Timelike Liouville theory and AdS$_3$ gravity at finite cutoff

TL;DR

The paper proposes a holographic dual for AdS$_3$ gravity with conformal boundary conditions as a 2d CFT coupled to timelike Liouville theory deformed by a gravitationally dressed TTbar operator. It validates the proposal by matching sphere and torus partition functions between the bulk theory and the boundary construction in the semiclassical limit, showing that the Liouville field encodes the finite bulk cutoff and yields a consistent flat-space limit to a 2d CFT. The dual theory features a vanishing conformal anomaly and a modular-invariant spectrum controlled by an effective central charge that decreases from the Brown–Henneaux value as the cutoff is varied.
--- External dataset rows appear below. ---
PR #418, opened 2020-12-21
[MM-31481] Fix race condition during terraform init

streamer45:
#### Summary

This fixes an annoying error happening sporadically when deploying resources during comparisons which would led to an unrecoverable error with significant waste of time. 

After some investigation, it became clear it was a race condition caused by the concurrent nature of the comparison process. 
In fact, calling `terraform init` in parallel was not a great idea since it can touch some common files during plugin initialization (`.terraform/plugins/selections.json`). This would cause the process to read bad JSON at times and failing.

To fix this I've added a global mutex to the `terraform` package since the init call was buried inside unexported methods and it was indirectly called in several places (create/destroy and coordinator specific methods). Doing the lock at the higher level (e.g. in the `comparison` package) would have meant either substantial changes to the internal functioning or locking on the whole create/destroy processes which is a no go. 

So I went for the quick (possibly dirty) fix. Let me know if you find that acceptable or if you see better options.

#### Ticket

https://mattermost.atlassian.net/browse/MM-31481


agnivade:
Is it very hard to make it an exported method and move it out of preFlightCheck and call it as a separate method from everywhere?

streamer45:
> Is it very hard to make it an exported method and move it out of preFlightCheck and call it as a separate method from everywhere?

I don't think it's hard from an implementation perspective but it probably makes the resulting code harder to use.
If we decouple `t.init()` and export it we would need to have the caller do it before any of the methods that requires it. Which is fine but it also creates smaller issues like checking terraform version which is currently done before calling the init and I'd prefer not to lock on that as well. We could invert the calls, so we do init first and then we check the version but I am not sure that makes sense.

agnivade:
Hmm I see. Okay let's add a comment to the mutex explaining the reason for it to be a global.

isacikgoz (approved):
🐎

agnivade (approved):

PR #419, opened 2020-12-22
[MM-31544] Fix server sporadically failing to restart

streamer45:
#### Summary

PR fixes an issue happening sporadically when attempting to re-deploy. The server would fail to restart and eventually cause the server status check to timeout.

This is because on subsequent deploy runs we are uploading the config file without making sure the server is stopped. This was causing a sort of race condition where at the same time of the upload the server was writing to the config file making the result garbled. 

#### Ticket

https://mattermost.atlassian.net/browse/MM-31544


agnivade (approved):
Great, that was it!

isacikgoz (approved):
Nice catch!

The framework hints at a local, finite-cutoff description of AdS$_3$ holography and points to rich extensions to higher dimensions, dS, and fixed-area observables, motivating further exploration of boundary Liouville dynamics and TTbar dressings in holography.

Abstract

We propose that AdS$_3$ gravity with conformal boundary conditions is described by coupling the holographic CFT to timelike Liouville theory and deforming by an exactly marginal operator. In this description, the Liouville field controls the finite-cutoff radial wall in the bulk. We check this proposal in the semiclassical limit by matching the sphere and torus partition functions between the bulk and boundary theories. By scaling parameters of the Liouville theory we can push our bulk description deep inside the interior of black hole geometries. The same scaling of parameters leads to a flat-space limit with a two-dimensional CFT as its holographic dual theory.

Figures (2)

• Figure 1: (a) The Penrose diagram for the non-rotating BTZ geometry. Only black-hole type solutions, represented by the red patch, are possible. (b) The Penrose diagram for the rotating BTZ geometry. We can construct both black-hole patches (in red) and cosmic patches (in blue). The wavy curves at $r=0$ indicate the different nature of the singularity.
• Figure 2: (a) The Penrose diagram for Rindler space, the flat-space solution with horizon at finite temperature and vanishing angular velocity. The relevant patch (shown in red) is obtained by the flat-space limit $K\ell \rightarrow \infty$ of the non-rotating BTZ black hole, which zooms into the outer horizon. (b) The Penrose diagram for the flat-space solution with horizon at finite temperature and nonzero angular velocity. The relevant patch (shown in blue) is a remnant of the region beyond the inner horizon of the rotating BTZ black hole. By analytically continuing this region beyond the horizons after the flat-space limit, one recovers the null asymptotics. The same Penrose diagram governs hyperbolic and planar horizons in higher-dimensional flat space Banihashemi:2025qqi.